> **Directions**: Look through the listing below and write out exactly the lines from the line with "h[i].Score == h[j].Score" to the line with "hex108: No need", both included, and no others.
________________________________________
PR #855, opened 2019-05-17
support priorities map-reduce

wackxu:
@k82cn @hex108 

**Release note**:

```release-note
support priorities map-reduce
```

### DIFF
--- a/pkg/scheduler/util/scheduler_helper.go
+++ b/pkg/scheduler/util/scheduler_helper.go
@@ -23,10 +23,41 @@ import (
 	"sync"
 
 	"github.com/golang/glog"
+	v1 "k8s.io/api/core/v1"
+	"k8s.io/apimachinery/pkg/util/errors"
 	"k8s.io/client-go/util/workqueue"
+	"k8s.io/kubernetes/pkg/scheduler/algorithm"
+	schedulerapi "k8s.io/kubernetes/pkg/scheduler/api"
+	"k8s.io/kubernetes/pkg/scheduler/cache"
 
 	"github.com/kubernetes-sigs/kube-batch/pkg/scheduler/api"
 )
+
+// HostPriority represents the priority of scheduling to a particular host, higher priority is better.
+type HostPriority struct {
+	// Name of the host
+	Host string
+	// Score associated with the host
+	Score float64
+}
+
+// HostPriorityList declares a []HostPriority type.
+type HostPriorityList []HostPriority
+
+func (h HostPriorityList) Len() int {
+	return len(h)
+}
+
+func (h HostPriorityList) Less(i, j int) bool {
+	if h[i].Score == h[j].Score {
+		return h[i].Host < h[j].Host
+	}
+	return h[i].Score < h[j].Score
+}
+
+func (h HostPriorityList) Swap(i, j int) {
+	h[i], h[j] = h[j], h[i]
+}
 
 // PredicateNodes returns nodes that fit task
 func PredicateNodes(task *api.TaskInfo, nodes []*api.NodeInfo, fn api.PredicateFn) []*api.NodeInfo {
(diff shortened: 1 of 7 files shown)


hex108 (commented):
It looks good overall. I will review it carefully later if it is not urgent.

pkg/scheduler/util/scheduler_helper.go
```diff
@@ -55,53 +60,113 @@ func PredicateNodes(task *api.TaskInfo, nodes []*api.NodeInfo, fn api.PredicateF
...
-	var bestNodes []*api.NodeInfo
-	maxScore := -1.0
-	for score, nodes := range nodeScores {
-		if score > maxScore {
-			maxScore = score
-			bestNodes = nodes
-		}
-	}
+func SelectBestNode(priorityList schedulerapi.HostPriorityList) string {
+	sort.Sort(sort.Reverse(priorityList))
```
hex108: No need to sort them, its time complexity is `O(NlogN)`, previous is `O(N)`.

wackxu: @hex108 We need sort the HostPriorityList and select the max score node at random

hex108: We just need find MaxScores nodes, and pick one of them randomly.

wackxu: Done

pkg/scheduler/util/scheduler_helper.go
```diff
@@ -55,53 +60,125 @@ func PredicateNodes(task *api.TaskInfo, nodes []*api.NodeInfo, fn api.PredicateF
...
+		}
+		wg.Add(1)
+		go func(index int, config algorithm.PriorityConfig) {
+			defer wg.Done()
+			if err := config.Reduce(task.Pod, nil, nodeNameToInfo, results[index]); err != nil {
+				appendError(err)
+			}
+			if glog.V(10) {
+				for _, hostPriority := range results[index] {
+					glog.Infof("%v -> %v: %v, Score: (%d)", task.Pod.Name, hostPriority.Host, config.Name, hostPriority.Score)
```
hex108: Also needs print `task.Pod.Namespace`.

pkg/scheduler/util/scheduler_helper.go
```diff
@@ -55,53 +60,125 @@ func PredicateNodes(task *api.TaskInfo, nodes []*api.NodeInfo, fn api.PredicateF
...
 	}
-	workqueue.ParallelizeUntil(context.TODO(), 16, len(nodes), scoreNode)
-	return nodeScores
+
+	return result, nil
 }
 
 // SortNodes returns nodes by order of score
-func SortNodes(nodeScores map[float64][]*api.NodeInfo) []*api.NodeInfo {
+func SortNodes(priorityList schedulerapi.HostPriorityList, nodesInfo map[string]*api.NodeInfo) []*api.NodeInfo {
```
hex108: Score's type become `int` now. It will revert https://github.com/kubernetes-sigs/kube-batch/pull/719, does it matter? @k82cn @lmzqwer2

thandayuthapani:
Agree with @hex108 's comment https://github.com/kubernetes-sigs/kube-batch/pull/855#discussion_r285035068 , this has to be checked since this will revert changes made in https://github.com/kubernetes-sigs/kube-batch/pull/719 . Except that, Looks Good to me!!

pkg/scheduler/util/scheduler_helper.go
wackxu: Done

pkg/scheduler/util/scheduler_helper.go
wackxu: @hex108 @thandayuthapani The score calculated by priorities in k8s are all return int type now and  we do not need change it to float now.  In the future, if  priorities in k8s change the return value type, we can update correspondingly

hex108: The details is in https://github.com/kubernetes-sigs/kube-batch/issues/708.

wackxu: yes, I have saw that, but for now we have no function that return float type value. and for new function, I think it may have little affect on the result because we have many  priorities and every has its weight.  And we use some struct such as `HostPriority` from k8s. If we want to use float type, I think we should first change the type in k8s. So I think int type is enough for now. @k82cn @thandayuthapani @hex108

k82cn: We need to keep float here, and float also support int for k8s's default priorities.

wackxu: @k82cn @hex108 @thandayuthapani Updated, PTAL

hex108:
Thanks! LGTM.

@wackxu could you please squash the commits?

wackxu:
@k82cn @hex108 Rebased, PTAL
________________________________________
> **The completed task**:
+	if h[i].Score == h[j].Score {
+		return h[i].Host < h[j].Host
+	}
+	return h[i].Score < h[j].Score
+}
+
+func (h HostPriorityList) Swap(i, j int) {
+	h[i], h[j] = h[j], h[i]
+}
 
 // PredicateNodes returns nodes that fit task
 func PredicateNodes(task *api.TaskInfo, nodes []*api.NodeInfo, fn api.PredicateFn) []*api.NodeInfo {
(diff shortened: 1 of 7 files shown)


hex108 (commented):
It looks good overall. I will review it carefully later if it is not urgent.

pkg/scheduler/util/scheduler_helper.go
```diff
@@ -55,53 +60,113 @@ func PredicateNodes(task *api.TaskInfo, nodes []*api.NodeInfo, fn api.PredicateF
...
-	var bestNodes []*api.NodeInfo
-	maxScore := -1.0
-	for score, nodes := range nodeScores {
-		if score > maxScore {
-			maxScore = score
-			bestNodes = nodes
-		}
-	}
+func SelectBestNode(priorityList schedulerapi.HostPriorityList) string {
+	sort.Sort(sort.Reverse(priorityList))
```
hex108: No need to sort them, its time complexity is `O(NlogN)`, previous is `O(N)`.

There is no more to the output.